PR #1772, opened 2026-08-11
Render errors in the dialect of the service that was called

yili-db:
**PR Checklist**

**Description of changes**

Armeria's `@ExceptionHandler` only wraps the annotated-service invocation, but authorization runs in route decorators outside it. A denial thrown there was always formatted with the UC envelope, so a 403 on a Delta or Iceberg route came back in a shape those clients do not expect.

- Each service names its dialect via `RegisteredService.exceptionHandler()`, replacing 21 per-service `@ExceptionHandler` annotations. `register` feeds that one value to both Armeria and the decorator, so they cannot disagree.
- `ExceptionHandlingDecorator` splits into `ServiceExceptionHandlingDecorator` (per service, records the dialect) and `GlobalExceptionHandlingDecorator` (outermost, the only one that can catch a route-decorator denial; reads the dialect off the route's chain).
- `RegisteredService` is an interface, so a service's protocol is independent of its base class. `annotate` is overloaded per service type, so the argument picks the protocol.
- `assertPermissionDenied` splits into UC and Delta variants that parse the body and reject the other dialect. This caught eight call sites asserting the UC shape against Delta endpoints.
- Also corrects the `ErrorInfo` detail's `@type` to the full protobuf Any type URL `type.googleapis.com/google.rpc.ErrorInfo` (the previous bare `google.rpc.ErrorInfo` was not a valid type URL)

Note: re-adding an `@ExceptionHandler` annotation will now fail at startup, since the handlers are singletons with private constructors. The dialect belongs in `exceptionHandler()`.

### DIFF
--- a/server/src/main/java/io/unitycatalog/server/exception/ExceptionHandlingDecorator.java
+++ b/server/src/main/java/io/unitycatalog/server/exception/ExceptionHandlingDecorator.java
@@ -32,8 +32,14 @@ public abstract class ExceptionHandlingDecorator extends SimpleDecoratingHttpSer
 
   @Override
   public final HttpResponse serve(ServiceRequestContext ctx, HttpRequest req) throws Exception {
+    // An exception can surface two ways: thrown while serve() runs (the catch), or delivered later
+    // as an error signal on the returned response when the service completes asynchronously (the
+    // recover). recover can only substitute a response that has not started flushing yet; a failure
+    // after headers are on the wire is unrecoverable by anyone.
     try {
-      return unwrap().serve(ctx, req);
+      return unwrap()
+          .serve(ctx, req)
+          .recover(Throwable.class, cause -> resolveHandler(ctx).handleException(ctx, req, cause));
     } catch (Exception e) {
       return resolveHandler(ctx).handleException(ctx, req, e);
     }
--- a/server/src/main/java/io/unitycatalog/server/exception/ExceptionHandlingDecorator.java
+++ b/server/src/main/java/io/unitycatalog/server/exception/ExceptionHandlingDecorator.java
@@ -2,37 +2,40 @@ package io.unitycatalog.server.exception;
 
 import com.linecorp.armeria.common.HttpRequest;
 import com.linecorp.armeria.common.HttpResponse;
-import com.linecorp.armeria.server.DecoratingHttpServiceFunction;
 import com.linecorp.armeria.server.HttpService;
 import com.linecorp.armeria.server.ServiceRequestContext;
+import com.linecorp.armeria.server.SimpleDecoratingHttpService;
 import com.linecorp.armeria.server.annotation.ExceptionHandlerFunction;
 
 /**
- * Catch exceptions and send response
+ * Turns an exception into a formatted error response, in the dialect of the service that was
+ * called.
  *
- * <p>The normal ExceptionHandler annotations do not catch exceptions from Decorators. This can be
- * used to catch those and return the desired response.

━━━━━━━━━━━━━━━━━━━━━━━━━━━━━━

About this exercise >> In the listing above, find the line containing "return resolveHandler(ctx).handleException(ctx, req, e);" and the line containing "-2,37 +2,40 @@ package io.unitycatalog.server.exception;", then repeat those two lines and everything between them exactly.

Answer to this exercise >>
       return resolveHandler(ctx).handleException(ctx, req, e);
     }
--- a/server/src/main/java/io/unitycatalog/server/exception/ExceptionHandlingDecorator.java
+++ b/server/src/main/java/io/unitycatalog/server/exception/ExceptionHandlingDecorator.java
@@ -2,37 +2,40 @@ package io.unitycatalog.server.exception;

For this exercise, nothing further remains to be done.